PATSTAT (i.e. EPO Worldwide PATent STATistical Database) is a single patent statistics raw database, held by the European Patent Office (EPO) and developed in coop­eration with the World Intellectual Property Organisation (WIPO), the OECD and Eurostat. PATSTAT provides raw patent data coming from around 90 patent offices worldwide, in­cluding of course the most important and largest ones such as the European Patent Office (EPO) and the United States Patent and Trademark Office (USPTO).
The data set includes the full set of bib­liographic variables concerning each pat­ent ap­plica­tion, in particular:

  • Priority, application, and publication number and dates
  • Title and abstract
  • Designated states for protection
  • Status of application
  • Main and secondary International Patent Classification (IPC) codes
  • Applicant’s name and address
  • Inventors’ names and addresses
  • References (citations) to prior-art patents and to non-patent literature

A major problem with PATSTAT is that data are provided in a raw format. Data coming from PATSTAT have been therefore thoroughly elaborated by CRIOS to produce a cleaned and harmonized database: PATSTAT-CRIOS1. Data process­ing consisted mainly in a thorough work of clean­ing and standardization of rough in­forma­tion provided by the EPO.
Such work of name standardization has been carried out at the level of individual inventors and applicants.
In addition to this, each patent document also reports further information not included in Patstat, (FI concordance tables to convert IPC codes into more aggregated and manageable technological classes2 or NUTS3).
Data included in these reports are for EPO patent office only; last update is from PATSTAT DVD set released on 10/2016; starting date for EPO applications is 1978, bytheway in many reports by priority date you'll meat earlier dates.
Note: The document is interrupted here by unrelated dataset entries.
PR #1026, opened 2023-10-18
Validate reporter configuration

Ndpnt:


clementbiron (approved):

CHANGELOG.md
```diff
@@ -2,7 +2,18 @@
...
+_Full changeset and discussions: [#1026](https://github.com/OpenTermsArchive/engine/pull/1026)._
+
+### Added
+
+- Ensure `Reporter` configuration is defined before instantiating it
+- Ensure to add links to `versions` and `snapshots` in issues only if repositories are defined in configuration
+
+### Removed
+
+- No longer define default configuration for `Reporter` module
```
MattiSG, line 16: I believe this was a breaking change: if the reuser relied on the default configuration and did not define theirs, the behaviour would be significantly altered as they would not have any issues updates anymore.

config/default.json
```diff
@@ -54,15 +54,6 @@
...
   },
-  "reporter": {
-    "githubIssues": {
-      "repositories": {
-        "declarations": "OpenTermsArchive/sandbox-declarations",
-        "versions": "OpenTermsArchive/sandbox-versions",
-        "snapshots": "OpenTermsArchive/sandbox-snapshots"
-      }
-    }
-  },
```
MattiSG, line 65: Shouldn't this be moved to `config/test.json`?

src/reporter/index.js
```diff
@@ -132,8 +132,8 @@ If the source documents are accessible in a browser but fetching them always fai
 ### References
 
 - ${latestDeclarationLink}
-- ${latestVersionLink}
-- ${latestSnapshotsLink}
+${this.repositories.versions ? `- ${latestVersionLink}` : ''}
+${this.repositories.snapshots ? `- ${latestSnapshotsLink}` : ''}
```
MattiSG, line 136: I am not sure I understand: what would it mean that only declarations are defined, but not snapshots nor versions? Do we want to support such behaviour? 🤔

PR #1028, opened 2023-10-25
Define how to expose version through the collection metadata API

Ndpnt:
This PR is an experiment to create RFC that will lead to a decision record delivery.

The idea is to add comments right onto the document, much like you would with code. I will update the document for each consensus reached.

Yearly time series (by country, region, or company) always begin with the first year of activity (first year with a non-zero figure) and end with the last year of activity (last year with a non-zero figure).
That is, zero-years are trimmed at both ends of the time series.

1 For a detailed description of the algorithm please refer to Coffano, Monica and Tarasconi, Gianluca, Crios - Patstat Database: Sources, Contents and Access Rules (February 1, 2014). Available at SSRN: http://ssrn.com/abstract=2404344


2 Among them, we have often adopted a technol­ogy-ori­ented classifi­cation, jointly elabo­rated by Fraunhofer Gesellschaft-ISI (Karlsruhe), Institut National de la Propriété In­dus­trielle (INPI, Paris) and Observatoire des Sciences and des Techniques (OST, Paris). This classifica­tion aggre­gates all IPC codes into thirty tech­nology fields.